# trying to use a pinpoint controller



## carsonc (May 30, 2007)

can any one explain how to set the high and low settings on a pinpoint ctrl
When I move the switch to high and adjust the left screw it will show a value in the readout, but after I move the switch to low and adj the right screw, when I switch back to the high side the value has changed.
I did this back and forth about 10 times but it never would give repeatable readings.
A friend gave me the controller and I downloaded the user manual but no luck yet.
It calibrates ok and gives the same reading as a ph test kit.
I was trying to set it so that the co2 would come on at 7.0 and go off at 6.8
Any help would be appreciated
Carson


----------



## carsonc (May 30, 2007)

Just as I thought they cannot be made to work  
Carson


----------



## carsonc (May 30, 2007)

Not too many sugestions out there so I will tell who-ever reads this what I have found so far.
The controller was used on a reef tank before I got it, the person using it thought that it was working when they shut down the tank, the controller was less than a year old. I got a new probe but that did not fix all the problems. I took the cover off the controller and pulled the circuit board out to see if there was anything visible that could cause it to not work.
While looking at the board under a microscope I could see a slight coating on the board that looked like dust but it was stuck to the board and would not blow off. I cleaned the board with electrical contact cleaner several times and was able to remove the deposit (salt creep ???). After putting it all back together it would now calibrate better (still would not go all the way to 4.0 but a lot closer, and the high and low settings were more stable.
It is now working, but the readings that it gives are all off a little 
That's all for now
Carson


----------



## bhaladog (Jun 8, 2007)

Hi Carson--

If the controller is similar to the Pinpoint controllers I have used previously, the left set screw is the "Range" set and the right set screw is the "Center" set. Adjusting either will change your high and low set values.

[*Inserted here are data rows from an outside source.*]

PR #2358, opened 2021-06-16
Rename pbench-agent.cfg.example file

ndokos:
Fixes #2343.

We rename the example config file to pbench-agent.cfg. That allows
the basic operations of the pbench-agent to succeed without further
steps other than installing the RPM. However, moving results to the
server will not succeed, until a proper config file and ssh key file
are installed, so we still expect people to install using Ansible.

PR #2389, opened 2021-07-27
pbench-agent.cfg is no longer a ghost

### LINKED ISSUE #2343: pbench configuration file does not exists after installation
pbench-agent-0.69.9-24g90314ee7c.noarch

# pbench-register-tool-set
ERROR: failed to fetch tool set, default-tool-set, from the pbench-agent configuration file

Workaround:
cp pbench-agent.cfg.example pbench-agent.cfg

ndokos:
Fixes #2343 (again and finally)

The example config file was renamed in PR #2358, but there is still a problem: the %ghost line in the spec file is preventing its installation.  This PR fixes that.

### DIFF
--- a/agent/rpm/pbench-agent.spec.j2
+++ b/agent/rpm/pbench-agent.spec.j2
@@ -108,7 +108,6 @@ fi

I remember the user manual having pretty explicit directions for setting up, but you can either (a) set your range first (using the left screw), then adjust the center value (using the right screw) or (b) vice versa. I think (a) is easier.

The Pinpoints (that I have used) are setup to span between the set high value, and the center value. You should not reach the low value. So, for your example, if you want to span between pH 7.0 and 6.8, you'll want a range of 0.4, and a Center Value of 6.8. Your Low Value is 6.6. It may be easiest to (1) use the Range screw to set the approp range (0.4). You can see the range by flipping back and forth betw the High and Low settings--don't worry now if your High value is off, just get a difference of 0.4 betw the 2 values. Once you have the Range set, switch to High, and adjust the Center Value until you see 7.0. Check the Low Value--it should be 6.6.

Try that out. 

-Mike


----------



## BryceM (Nov 6, 2005)

If you can't get it to calibrate correctly I certainly wouldn't use it. pH controllers are sort of a luxury item since tanks can be perfectly happy without them. In fact, the VAST majority of nice 'scapes are created using a simple bubble count method of CO2 dosing with occasional pH monitoring.

I use a Pinpoint controller on my 180g tank, but I'm sort of paranoid about calibrating and replacing probes frequently. Like bhaladog said, there are four set-screws on the front of the unit. Two are used to calibrate the probe. One screw sets the neutral point (pH 7.00) and the other sets the slope (either set at pH 4.00 or 10.00 - most planted tank people use 4.00, since that's the direction we're usually headed).

Once the probe is calibrated you adjust the "control points" with the other two screws. One sets the midpoint and the other sets the range. My particular controller has a minimum range of 0.20 pH units. Currently mine is set to 5.95-6.15. In actual practice pH is controlled between 6.05 and 6.15. When pH goes up to 6.15 it turns on and it turns off again when pH is at 6.05. If the pH ever got down to 5.95 it would activate a second circuit which you could use for an airstone, alarm, or something else.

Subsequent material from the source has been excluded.